Received:2013-01-16 Revised:2013-04-09 Published:2013-05-17
Supported by:
The project was supported by the National High Technology Research and Development Program of China (863) (2012AA051003).

摘要/Abstract

摘要：

在Zn/P/ZSM-5催化剂上研究了甲醇、二甲苯、甲苯和甲醇等不同进料下芳烃产品分布随反应积碳的变化, 发现催化剂积碳对芳构化反应、脱烷基反应和烷基化反应的影响不同. 在不同硅铝摩尔比(Si/Al 比)和Zn负载量的Zn/P/ZSM-5 催化剂上进行甲醇转化, 考察催化剂酸性位点强度、密度和类型与芳烃收率和产品分布之间的关系, 发现当强酸位点酸密度下降时, 脱烷基反应最先被抑制, 其次是芳构化反应和异构化反应, 而烷基化反应却不受影响. 在Si/Al 比为14, 3% (w) Zn 负载量的Zn/P/ZSM-5 催化剂上可得到75%左右的芳烃收率, 二甲苯收率在35%左右, 具有重要的工业应用前景.

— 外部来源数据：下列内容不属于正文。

PR #1122, opened 2018-05-05
Handle random backdrop menu option

### LINKED ISSUE #1500: Switch to random backdrop
### Expected Behavior

It would be nice if `switch backdrop to %1` included `random backdrop` as one of the options.

### Actual Behavior

The options list contains the current backdrops along with 'next' and 'previous'

Kenny2github:
### Resolves

Resolves LLK/scratch-blocks#1500
Must be merged BEFORE LLK/scratch-gui#1989

### Proposed Changes

Changes the `_setCostumeOrBackdrop` function to set the backdrop to backdrop no. `Math.floor(Math.random() * target.getCostumes().length))` if the `requestedCostume === 'random backdrop'`.

### Reason for Changes

To resolve a help wanted issue.

### Test Coverage

Existing tests pass.

### DIFF
--- a/src/blocks/scratch3_looks.js
+++ b/src/blocks/scratch3_looks.js
@@ -346,11 +346,9 @@ class Scratch3LooksBlocks {
             } else if (requestedCostume === 'random backdrop') {
                 const numCostumes = target.getCostumes().length;
                 if (numCostumes > 1) {
-                    let index;
-                    do {
-                        index = Math.floor(Math.random() * numCostumes);
-                    } while (index === target.currentCostume);
-                    target.setCostume(index);
+                    let selectedIndex = Math.floor(Math.random() * (numCostumes - 1));
+                    if (selectedIndex === target.currentCostume) selectedIndex += 1;
+                    target.setCostume(selectedIndex);
                 }
             } else {
                 const forcedNumber = Number(requestedCostume);
--- a/src/blocks/scratch3_looks.js
+++ b/src/blocks/scratch3_looks.js
@@ -343,6 +343,8 @@ class Scratch3LooksBlocks {
             } else if (requestedCostume === 'next costume' ||
                        requestedCostume === 'next backdrop') {
                 target.setCostume(target.currentCostume + 1);
+            } else if (requestedCostume === 'random backdrop') {
+                target.setCostume(Math.floor(Math.random() * target.getCostumes().length));
             } else {
                 const forcedNumber = Number(requestedCostume);
                 if (!isNaN(forcedNumber)) {
--- a/src/blocks/scratch3_looks.js
+++ b/src/blocks/scratch3_looks.js
@@ -344,7 +344,8 @@ class Scratch3LooksBlocks {
                        requestedCostume === 'next backdrop') {
                 target.setCostume(target.currentCostume + 1);
             } else if (requestedCostume === 'random backdrop') {
-                if ((numCostumes = target.getCostumes().length) > 1) {
+                const numCostumes = target.getCostumes().length;
+                if (numCostumes > 1) {
                     let index;
                     do {
                         index = Math.floor(Math.random() * numCostumes);
--- a/src/blocks/scratch3_looks.js
+++ b/src/blocks/scratch3_looks.js
@@ -344,7 +344,13 @@ class Scratch3LooksBlocks {
                        requestedCostume === 'next backdrop') {
                 target.setCostume(target.currentCostume + 1);
             } else if (requestedCostume === 'random backdrop') {
-                target.setCostume(Math.floor(Math.random() * target.getCostumes().length));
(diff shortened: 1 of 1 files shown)


src/blocks/scratch3_looks.js
```diff
@@ -343,6 +343,8 @@ class Scratch3LooksBlocks {
             } else if (requestedCostume === 'next costume' ||
                        requestedCostume === 'next backdrop') {
                 target.setCostume(target.currentCostume + 1);
+            } else if (requestedCostume === 'random backdrop') {
+                target.setCostume(Math.floor(Math.random() * target.getCostumes().length));
```
kchadha: I think it would be nice to skip the currently selected backdrop when choosing a random one to switch to. That way, every time the user executes the switch backdrop to random block, it always switches backdrops (if there's more than one available).

You can do this by calculating a random number between 0 and one less than the number of backdrops. Then, if the selected random number is greater than or equal to the currently selected costume index (`target.currentCostume`), add 1 to it.

kchadha (commented):
@Kenny2github, I think the code looks good, but I have a small suggestion in the comments. Let me know if it makes sense or if you have any questions.

src/blocks/scratch3_looks.js
towerofnix: > Then, if the selected random number is greater than or equal to the currently selected costume index (target.currentCostume), add 1 to it.

Would this cause issues if the current costume is the last costume? So adding 1 to the costume number would make it switch to a nonexistant costume. You could make it so that it `%`'s the picked index plus one with the number of costumes, so that in this case it would select `1` instead of `(number of costumes)`. But then it would pick `1` more often than the other numbers, because there would be two cases that could result in `1`: randomly selecting `1`, or randomly selecting the current costume index which is the last costume.

A solution would be to keep picking random indexes while the picked index is equal to the current index:

```js
let index;
do {
  index = Math.floor(Math.random() * target.getCostumes().length);
} while (index === target.currentCostume);
target.setCostume(index);
```

You would also have to make sure that there *is* more than one costume to select, though; otherwise it would be a never-ending loop!

Kenny2github:
I went with @towerofnix's solution, with a slight tweak to account for the last problem with their method they mention. If the number of costumes is not greater than 1 (i.e. this is the only costume), do nothing; otherwise, keep choosing a random index until the index is not the current index, then switch to that index.

src/blocks/scratch3_looks.js
```diff
@@ -344,7 +344,13 @@ class Scratch3LooksBlocks {
                        requestedCostume === 'next backdrop') {
                 target.setCostume(target.currentCostume + 1);
             } else if (requestedCostume === 'random backdrop') {
-                target.setCostume(Math.floor(Math.random() * target.getCostumes().length));
+                if ((numCostumes = target.getCostumes().length) > 1) {
```
towerofnix: Watch out - this probably makes a global `numCostumes` variable, since assigning to a variable that does not exist creates a property on `window`. Probably better to do `const numCostumes = target.getCostumes().length` before.

Kenny2github: Huh? You're reviewing an outdated version - that's exactly what I did.

towerofnix: Whoops. I'm not sure why GitHub decided to notify me about a commit here, but then show me the changes of the oldest new commit instead of all the new changes.

src/blocks/scratch3_looks.js
kchadha: @towerofnix, sorry for the late response, but the proposed solution does not cause problems if the currentCostume is the last costume. We'd be calculating a random number capping at one less than the last index, so that adding 1 to it only gives us the last index. `setCostume` clamps inputs that are out of bounds anyways. see above for the `next backdrop` and `previous backdrop` cases which already rely on the `setCostume` clamp working.

kchadha:
@Kenny2github, @towerofnix, see my response to @towerofnix's original comment/proposal. If my comment makes sense to you, I think I prefer my originally proposed solution instead of continuously calculating a random number every time currently selected costume is picked (this would happen pretty frequently when the number of costumes is small), and is unnecessary.

my proposed solution is to do something like the following inside your `if (numCostumes  > 1)` block:
```
let selectedIndex = Math.floor(Math.random() * (numCostumes - 1));
if (selectedIndex === target.currentCostume) selectedIndex += 1;
target.setCostume(selectedIndex);
```

src/blocks/scratch3_looks.js
towerofnix: Ah, got it! Sounds good.

Kenny2github:
@kchadha done **Done**

kchadha (approved):
Looks good! Thanks for making the changes @Kenny2github!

关键词: 甲醇, ZSM-5分子筛, 芳构化, 脱烷基, 烷基化, 异构化

Abstract:

Relationship between aromatics distribution, in the process of methanol to aromatics (MTA), and the conversion of methanol and the catalyst acidity was investigated over a series of Zn/P/ZSM-5 catalysts with different Si/Al molar ratios and zinc loading. To understand the contribution of aromatization, isomerization, dealkylation and alkylation reactivity of the catalyst to the aromatics distribution, coke deposition degree of Zn/P/ZSM-5 catalyst was tailored as using different feedstocks including methanol, xylene or the mixture of methanol and toluene. With the coke deposition, the amount of different types of acidic sites of catalyst varied significantly, characterized by NH₃-temperature programmed desorption (NH3-TPD) and pyridine-infrared methods. Aromatization, dealkylation, alkylation, and isomerization showed sensitivity to a reduction in the density of strongly acidic sites. Dealkylation reaction was preferentially inhibited just by slightly decreasing the density of strong acid sites. However, aromatization and isomerization reaction were inhibited only when the density of strong acid sites was significantly decreased. In all cases, alkylation was found to be uninfluenced by acidic site density. A Zn/P/ZSM-5 catalyst with Si/Al molar ratio of 14 and 3% (w) Zn loading exhibited aromatics yields of 75% and xylene yields of about 35%, indicating potential for industrial application.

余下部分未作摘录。